Lets use strace command to debug this :
$ strace ./test_strace
execve("./test_strace", ["./test_strace"], [/* 39 vars */]) = 0
brk(0) = 0x8a8b000
access("/etc/ld.so.nohwcap", F_OK) = -1 ENOENT (No such file or directory)
mmap2(NULL, 8192, PROT_READ|PROT_WRITE, MAP_PRIVATE|MAP_ANONYMOUS, -1, 0) = 0xb7768000
access("/etc/ld.so.preload", R_OK) = -1 ENOENT (No such file or directory)
open("/etc/ld.so.cache", O_RDONLY|O_CLOEXEC) = 3
fstat64(3, {st_mode=S_IFREG|0644, st_size=71704, ...}) = 0
mmap2(NULL, 71704, PROT_READ, MAP_PRIVATE, 3, 0) = 0xb7756000
close(3) = 0
access("/etc/ld.so.nohwcap", F_OK) = -1 ENOENT (No such file or directory)
open("/lib/i386-linux-gnu/libc.so.6", O_RDONLY|O_CLOEXEC) = 3
read(3, "\177ELF\1\1\1\0\0\0\0\0\0\0\0\0\3\0\3\0\1\0\0\0000\226\1\0004\0\0\0"..., 512) = 512
fstat64(3, {st_mode=S_IFREG|0755, st_size=1730024, ...}) = 0
mmap2(NULL, 1743580, PROT_READ|PROT_EXEC, MAP_PRIVATE|MAP_DENYWRITE, 3, 0) = 0xb75ac000
mprotect(0xb774f000, 4096, PROT_NONE) = 0
mmap2(0xb7750000, 12288, PROT_READ|PROT_WRITE, MAP_PRIVATE|MAP_FIXED|MAP_DENYWRITE, 3, 0x1a3) = 0xb7750000
mmap2(0xb7753000, 10972, PROT_READ|PROT_WRITE, MAP_PRIVATE|MAP_FIXED|MAP_ANONYMOUS, -1, 0) = 0xb7753000
close(3) = 0
mmap2(NULL, 4096, PROT_READ|PROT_WRITE, MAP_PRIVATE|MAP_ANONYMOUS, -1, 0) = 0xb75ab000
set_thread_area({entry_number:-1 -> 6, base_addr:0xb75ab900, limit:1048575, seg_32bit:1, contents:0, read_exec_only:0, limit_in_pages:1, seg_not_present:0, useable:1}) = 0
mprotect(0xb7750000, 8192, PROT_READ) = 0
mprotect(0x8049000, 4096, PROT_READ) = 0
mprotect(0xb778b000, 4096, PROT_READ) = 0
munmap(0xb7756000, 71704) = 0
brk(0) = 0x8a8b000
brk(0x8aac000) = 0x8aac000
open("MyLinuxBook", O_RDONLY) = -1 ENOENT (No such file or directory)
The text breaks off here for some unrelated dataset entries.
PR #1229, opened 2025-06-01
[core] implement `Async.raceFirst`

hearnadam:
### Problem
`Async.race` completes on the the first success or the last failure. In certain cases, this is undesirable. For example racing a potentially failing computation with a promise that may never complete. The resulting computation will hang indefinitely.

### Solution
Create a new specialized `Race[E, A]` class extending `IOPromise` in `Fiber`. This will be used to implement customization of Race state without additional overhead of a separate class. This PR adds support for `Success` (existing) and `First` (new).

### DIFF
--- a/kyo-core/shared/src/main/scala/kyo/Async.scala
+++ b/kyo-core/shared/src/main/scala/kyo/Async.scala
@@ -213,6 +213,9 @@ object Async extends AsyncPlatformSpecific:
       * WARNING: Executes all computations concurrently without bounds. Use with caution on large sequences to avoid resource exhaustion. On
       * platforms supporting parallel execution (like JVM), computations may run in parallel.
       *
+      * Note: Unlike `raceFirst`, this method will only complete when a successful computation completes. If all computations fail, it will
+      * wait for the last failure. If some fail while others never complete, it will wait indefinitely for a success.
+      *
       * @param seq
       *   The sequence of computations to race
       * @return
@@ -230,6 +233,9 @@ object Async extends AsyncPlatformSpecific:
     end race
 
     /** Races two or more computations and returns the result of the first successful computation to complete.
+      *
+      * Note: Unlike `race`, this method will only complete when a successful computation completes. If all computations fail, it will wait
+      * for the last failure. If some fail while others never complete, it will wait indefinitely for a success.
       *
       * @param first
       *   The first computation
@@ -254,6 +260,10 @@ object Async extends AsyncPlatformSpecific:
       * WARNING: Executes all computations concurrently without bounds. Use with caution on large sequences to avoid resource exhaustion. On
       * platforms supporting parallel execution (like JVM), computations may run in parallel.
       *
+      * Note: Unlike `race`, this method will complete as soon as any computation completes, regardless of whether it succeeded or failed.
+      * For example, if one computation fails while another never completes, this method will return the failure, interrupting the other
+      * computation(s).
+      *
       * @param seq
       *   The sequence of computations to race
       * @return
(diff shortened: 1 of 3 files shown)


ahoy-jon (approved):

kyo-core/shared/src/main/scala/kyo/Fiber.scala
```diff
@@ -298,27 +298,64 @@ object Fiber:
...
+        Race.success[E, A, S](using isolate)(iterable)(using frame)
+
+    private[kyo] def raceFirst[E, A, S](
+        using isolate: Isolate.Contextual[S, IO]
+    )(iterable: Iterable[A < (Abort[E] & Async & S)])(using frame: Frame): Fiber[E, A] < (IO & S) =
+        Race.first[E, A, S](using isolate)(iterable)(using frame)
+
+    /** Race state for a race between multiple Fibers.
+      */
+    sealed abstract private class Race[E, A](frame: Frame) extends IOPromise[E, A] with (Result[E, A] => Unit):
```
ahoy-jon, line 310: out of curiosity, why not using `using`
```scala
    sealed abstract private class Race[E, A](using Frame) extends IOPromise[E, A] with (Result[E, A] => Unit):
```

kyo-core/shared/src/main/scala/kyo/Async.scala
```diff
@@ -248,6 +248,47 @@ object Async extends AsyncPlatformSpecific:
     ): A < (Abort[E] & Async & S) =
         race[E, A, S](first +: rest)
 
+    /** Races multiple computations and returns the result of the first to complete. When one computation completes, all other computations
```
fwbrasil, line 257: Can you add some explanation of the difference from the regular `race`? It'd be nice to add a note to `race` as well

kyo-core/shared/src/main/scala/kyo/Async.scala
```diff
@@ -248,6 +248,47 @@ object Async extends AsyncPlatformSpecific:
...
+      *
+      * WARNING: Executes all computations concurrently without bounds. Use with caution on large sequences to avoid resource exhaustion. On
+      * platforms supporting parallel execution (like JVM), computations may run in parallel.
+      *
+      * @param seq
+      *   The sequence of computations to race
+      * @return
+      *   The result of the first computation to complete
+      */
+    def raceFirst[E, A, S](
```
fwbrasil, line 272: What do you think of `race` => `raceSuccess` and `raceFirst` => `race`?

kyo-core/shared/src/main/scala/kyo/Fiber.scala
fwbrasil: the explicit param makes it more difficult to end up capturing the wrong frame

kyo-core/shared/src/main/scala/kyo/Fiber.scala
```diff
@@ -298,27 +298,64 @@ object Fiber:
...
+                        fiber.onComplete(state)
+                    }
+                    state
                 }
-                state
             }
-        }
+        end apply
+
+        inline def success[E, A, S](using
```
fwbrasil, line 333: nice abstraction! I wonder if we could expose something similar in the user-facing API and have a single `race` method.

fwbrasil (approved):

kyo-core/shared/src/main/scala/kyo/Fiber.scala
hearnadam: I was thinking this as well, like `using RaceStrategy` - however, you don't want to accidentally share a strategy if the class is the maintaining the state.

Perhaps we can map `Strategy => RaceState[E, A]`.

kyo-core/shared/src/main/scala/kyo/Async.scala
ahoy-jon: Note: https://zio.dev/overview/basic-concurrency/#racing
I am more used to `race` is the first success. Another way to solve it, use `raceSuccess`/`raceFirst`.

kyo-core/shared/src/main/scala/kyo/Fiber.scala
fwbrasil: Maybe something like:

```scala
Async.race(..) // the most common usage pattern
Async.race(_.firstSuccess)(..)
Async.race(_.first)(..)
```

but I think two race methods in Async would be fine too at least for now since we have only two variants. We might be able to even get rid of `gather` if we're able to express more advanced patterns in a more generic API

Issue #1232, opened 2025-06-03
[BUG]: compile error on IO.ensure


ahoy-jon:
### Version

0.19.0+40-6e6cea21+20250603-1734-SNAPSHOT

### Scala Version

3.7.0

### Expected Behavior

on:
```scala
IO.ensure(builder.clear()):
  var count = 0
 while count < bufferSize && it.hasNext do
   builder.addOne(it.next())
   count += 1

  builder.result()
```
from: https://gist.github.com/ahoy-jon/b2955cca7f9995c44acda20b08c0d0d9#file-lazychunk-scala-L73-L79

should compile.

### Actual Behavior

```
[error] class Ensure cannot be accessed as a member of (Safepoint$_this :
[error]   ($proxy81 : kyo.kernel.internal.Safepoint.type{type State = Long})) from anonymous class Safepoint$_this.Ensure {...}.
[error]   private[kyo] class Ensure can only be accessed from package kyo.
```

PR #1235, opened 2025-06-03
[core] fix for #1232

ahoy-jon:
Fix for #1232, changing the visibility of `Ensure`

---

```
[info] Issue1232:
[info] - IO.ensure *** FAILED *** (321 milliseconds)
[info]   Failure("class Ensure cannot be accessed as a member of (Safepoint$_this :
[info]     ($proxy10 : kyo.kernel.internal.Safepoint.type{type State = Long})) from anonymous class Safepoint$_this.Ensure {...}.
[info]     private[kyo] class Ensure can only be accessed from package kyo.") did not equal <(), the Unit value> (Issue1232.scala:11)
```
---
~I have no idea how to solve that, this doesn't work:~
Solved thanks to @hearnadam 
```diff
       * @tparam A
       *   The result type of the main computation.
       */
-    inline def ensure[A, S](inline f: => Any < IO)(v: A < S)(using inline frame: Frame): A < (IO & S) =
+    inline def ensure[A, S](inline f: Safepoint ?=> Any < IO)(v: A < S)(using inline frame: Frame): A < (IO & S) =
         ensure(_ => f)(v)

+    @targetName("ensureWithError")
     inline def ensure[A, S](inline f: Maybe[Error[Any]] => Any < IO)(v: A < S)(using inline frame: Frame): A < (IO & S) =
```

### DIFF
--- a/kyo-core/shared/src/test/scala/Issue1232.scala
+++ b/kyo-core/shared/src/test/scala/Issue1232.scala
@@ -1,0 +1,13 @@
+package example
+
+import kyo.*
+
+class Issue1232 extends Test:
+    "IO.ensure" in run {
+        val result = typeCheck("""
+          def hello: Unit = ()
+          val io = IO.ensure(hello)(1)""")
+
+        assert(result == Result.succeed(()))
+    }
+end Issue1232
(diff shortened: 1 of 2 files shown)


hearnadam:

fstat64(1, {st_mode=S_IFCHR|0620, st_rdev=makedev(136, 4), ...}) = 0
mmap2(NULL, 4096, PROT_READ|PROT_WRITE, MAP_PRIVATE|MAP_ANONYMOUS, -1, 0) = 0xb7767000
write(1, "\n", 1
) = 1
write(1, " program failed\n", 16 program failed
) = 16
exit_group(0)
When you analyse the output of the strace command, you will see that the open() system call failed to open file ‘MyLinuxBook’ with error ‘No such file or directory’. So now you check the file ‘MyLinuxBook’ in current directory and you will see that because this file does not exist so the program failed.
This was a small demo as to how strace helps to debug problems. Many complex problems can be sorted out using Linux strace command.